The Taoiseach has ramped up his efforts to prevent the election of his party’s candidate to the Seanad amid fears such a result would prolong the pressure on the coalition over its handling of the issue.
As the controversy enters a second week, Enda Kenny publicly stated for the first time he will not be voting for Fine Gael candidate, John McNulty, in the secret ballot that closes this Friday.
He said he “respects” the Donegal businessman’s request not to elect him following criticism of his appointment to the board of the Irish Museum of Modern Art before his Seanad nomination.
“I filled my ballot paper over the weekend. I’m very clear on this. John McNulty issued a call himself as a candidate to say I do not wish Oireachtas members to vote for me. And I respect John McNulty’s call. I honour that call.
“I would expect that the members who have not yet voted will respect the call made by John McNulty himself. It’s very clear. He said I don’t wish Oireachtas members to vote for me and I expected that they will respect his call on that.”

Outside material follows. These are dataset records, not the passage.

Issue #6453, opened 2016-09-02
Query :: during nav-rewrite we sometimes add null protection logic in places where it's not needed


maumar:
Every time we encounter optional navigation we add null protection logic to the member access, however this is not necessary. We only need to add null protection AFTER the first optional navigation. 
Example can be found in #6301

maumar:
fixed in

PR #6454, opened 2016-09-02
[SMALL] Fix to #6453 - Query :: during nav-rewrite we sometimes add null protection logic in places where it's not needed

maumar:
Problem was that when we rewrite optional navigation, we add null protection logic to it's property access right away. This is not needed - we only need to add null-ref protection after the first optional navigation, e.g.:

query:
customers.Select(c => c.Optional.Id)

should be translated to:
customers.Select(c => c.Optional?.Id)

and not:
customers.Select(c => c?.Optional?.Id)


maumar:
@smitpatel

smitpatel:
:shipit:

PR #6462, opened 2016-09-02
Query: Optimize trivial GroupJoin/SelectMany cases by rewriting to Jo…

anpete:
…in. E.g.
```c#
from c in Customers
join o in Orders into os
from o in os
```
is transformed into:
```c#
from c in Customers
join o in Orders
```


anpete:
@maumar

maumar:
:shipit:

PR #6464, opened 2016-09-02
Some fixes for memory optimized tables

AndriySvyryd:
Avoid changing OnDelete behavior for memory optimized tables
Avoid generating unique indexes for nullable columns for memory optimized tables


divega:
:shipit:

src/Microsoft.EntityFrameworkCore.SqlServer/Migrations/SqlServerMigrationsSqlGenerator.cs
```diff
@@ -309,15 +320,16 @@ protected override void Generate(CreateIndexOperation operation, IModel model, M
...
+                if (operation.IsUnique
+                    && nullableColumns.Count == 0)
                 {
                     builder.Append("UNIQUE ");
                 }
 
                 IndexTraits(operation, model, builder);
 
                 builder
-                    .Append(" (")
```
divega: Thanks for removing that extra space :smile:

Issue #4402, opened 2016-01-26
Fix non-Windows dotnet build


natemcmaster:
The transition to dotnet CLI broke our Linux and OSX build/test support. Use this issue to track overall progress on restoring non-Windows build/test

- [ ] Linux
- [ ] OSX

ErikEJ:
And the AppVeyor build seems to be well broken also...

natemcmaster:
Blocking issues:
https://github.com/NuGet/Home/issues/1959
https://bugzilla.xamarin.com/show_bug.cgi?id=35947

victorhurdugaci:
Do you need mono 4.2? We usually use 4.0.5

natemcmaster:
Short answer: yes and no.
Longer answer: our testing is currently configured to work on Mono 4.0.x, but it skips a huge number of tests that fail due to features that were not added until 4.2.x. So tests on 4.0.x should pass, but 4.2.x is preferred.

PR #3896, opened 2015-11-25
Run all tests on CoreCLR

natemcmaster:
Run **all** tests on CoreCLR, not just functional tests. 

Fix #3781

PR #6472, opened 2016-09-04
Increate .travis.yml consistency between repos

dougbu:
- aspnet/Universe#349
- add `sudo: required` recommended for the Trusty image
- use same `env` syntax as in other repos

questions:
- why are OS X builds disabled for EF? most other repos use `osx_image: xcode7.1`
- why does EF use Mono "beta" instead of 4.0.5?

### DIFF
--- a/.travis.yml
+++ b/.travis.yml
@@ -1,4 +1,5 @@
 language: csharp
+sudo: required
 dist: trusty
 os:
   - linux
@@ -16,8 +17,8 @@ addons:
     - zlib1g
 env:
   global:
-    DOTNET_SKIP_FIRST_TIME_EXPERIENCE: true
-    DOTNET_CLI_TELEMETRY_OPTOUT: 1
+    - DOTNET_SKIP_FIRST_TIME_EXPERIENCE: true
+    - DOTNET_CLI_TELEMETRY_OPTOUT: 1
 branches:
   only:
     - master
--- a/.travis.yml
+++ b/.travis.yml
@@ -18,7 +18,7 @@ mono:
   - 4.0.5
 os:
   - linux
-  - osx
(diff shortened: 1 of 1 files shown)


dougbu:
@divega could you or someone on your team please answer the questions above? The `.travis.yml` file used in this repo is different from the rest and I'd like to make it more consistent than I've done so far.

smitpatel:
For Mono see #4402

smitpatel:
osx was removed as part of #3896
See more discussion about it on https://github.com/dotnet/corefx/pull/4729
It was disabled because it was not working. If osx build is working on travis then we should enable it.

dougbu:
@smitpatel 
> For Mono see #4402

But does EF test using Mono at all anymore? That's not done in any other repo.

> If osx build is working on travis then we should enable it.

I'll run my script again and add another commit to enable OSX build here. We'll see.

Guess I'll experiment w/ the Mono version as well.

dougbu:
@smitpatel #3896 mentions EF CI machines. Are those OSX machines separate from the Travis builds? Do builds there use `.travis.yml` settings? Only Travis builds should be affected here but I want to confirm.

dougbu:
FYI two builds in a row failed on OSX. Failures were output timeouts in different test projects. Since these projects normally complete testing in less than 5 minutes and the output timeout is 10 minutes, I don't know what's going on or why only the EF build on OSX is affected. Made the one-line change to disable the OSX build.

Suggest someone on the EF team investigate the timeouts further. See https://travis-ci.org/aspnet/EntityFramework/jobs/157506602 for the second build w/ OSX enabled. (Can't find the first log due to restarting the run but it ended in the same way, just in a later test project.)

dougbu:
1c8c510

PR #6479, opened 2016-09-06
SQL Server Migrations: Rebuild indexes

### LINKED ISSUE #6102: SQL Server Migrations: Rebuild indices on narrowed columns
### Steps to reproduce
1. Create a many-to-many join entity initially with only navigation properties, no foreign key properties

    public class CourseInstructor
    {
        public int ID { get; set; }
        public Instructor Instructor { get; set; }
        public Course Course { get; set; }
    }

2. Later after adding migration for it and updating database, add foreign keys to it

    public class CourseInstructor
    {
        public int ID { get; set; }
        public int InstructorID { get; set; }
        public int CourseID { get; set; }
        public Instructor Instructor { get; set; }
        public Course Course { get; set; }
    }

    The application continues to run, doesn’t say you have to do a migration, doesn’t realize a migration is needed.

3. Run add-migration command, succeeds.
4. Run update-database and it fails:

    The Up method wants to change the foreign key columns from nullable to not-null, and it wants to change delete action from restrict to cascade.
    To do that, the Up method drops FK constraint, alters column, adds back FK constraint with cascade setting.  What it doesn’t do is drop the indexes that were created on those columns, so the alter column statements fail.

5. Manually add drop index and add index statements, and update-database works.

### The issue

Up method scaffolding should drop and re-add the indexes on the foreign key columns.

### Further technical details

EF Core version: "Microsoft.EntityFrameworkCore.Tools": "1.0.0-preview2-final",
Operating system: Windows 10
Visual Studio version: VS 2015

bricelam:
Resolves #6102

This also includes a fair amount of cleanup to the code and generated SQL. #YakShaving

### DIFF
--- a/src/Microsoft.EntityFrameworkCore.Relational/Migrations/Internal/MigrationsModelDiffer.cs
+++ b/src/Microsoft.EntityFrameworkCore.Relational/Migrations/Internal/MigrationsModelDiffer.cs
@@ -329,7 +329,7 @@ namespace Microsoft.EntityFrameworkCore.Migrations.Internal
                     && targetMigrationsAnnotations.Count > 0)
                 {
                     var alterDatabaseOperation = new AlterDatabaseOperation();
-                    CopyAnnotations(targetMigrationsAnnotations, alterDatabaseOperation);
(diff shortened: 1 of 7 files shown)


ajcvickers:
:shipit:

PR #6486, opened 2016-09-07
Sql Server Migrations: Throw when altering IDENTITY

### LINKED ISSUE #5345: Sql Server Migrations: Throw when altering IDENTITY
If you go through the process of changing the  ApplicationUser  ID type to  int, then you will hit issues with EF migrations. On SQL Server, you'll get errors including:

The object 'PK_AspNetUsers' is dependent on column 'Id'.
 The object 'FK_AspNetUserRoles_AspNetUsers_UserId' is dependent on column 'Id'.
 The object 'FK_AspNetUserLogins_AspNetUsers_UserId' is dependent on column 'Id'.
 The object 'FK_AspNetUserClaims_AspNetUsers_UserId' is dependent on column 'Id'.
 ALTER TABLE ALTER COLUMN Id failed because one or more objects access this column.

bricelam:
Fixes #5345


AndriySvyryd:
:shipit:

His comments were echoed by a number of ministers, including Jobs Minister Richard Bruton, who said he expects Mr Kenny to emerge from the controversy a stronger leader than before. “I think he had led responsibly and effectively. Very few politicians in the past have been willing to accept that mistakes have been made and to fix them.
“That is what the Taoiseach had done. He recognises that the reason we have been elected to Government is to fix a lot of the challenges — most importantly the economic challenge.”
Mr Bruton said he had respected Mr McNulty’s wishes people would not vote for him. “It is business as usual as far as I am concerned.”
Health Minister Leo Varadkar has also said he will not vote for Mr McNulty: “In my view, the election to the parliament of a candidate who has withdrawn would not be a good thing for the political process.”
Agriculture Minister Simon Coveney also said last night he had not voted for Mr McNulty.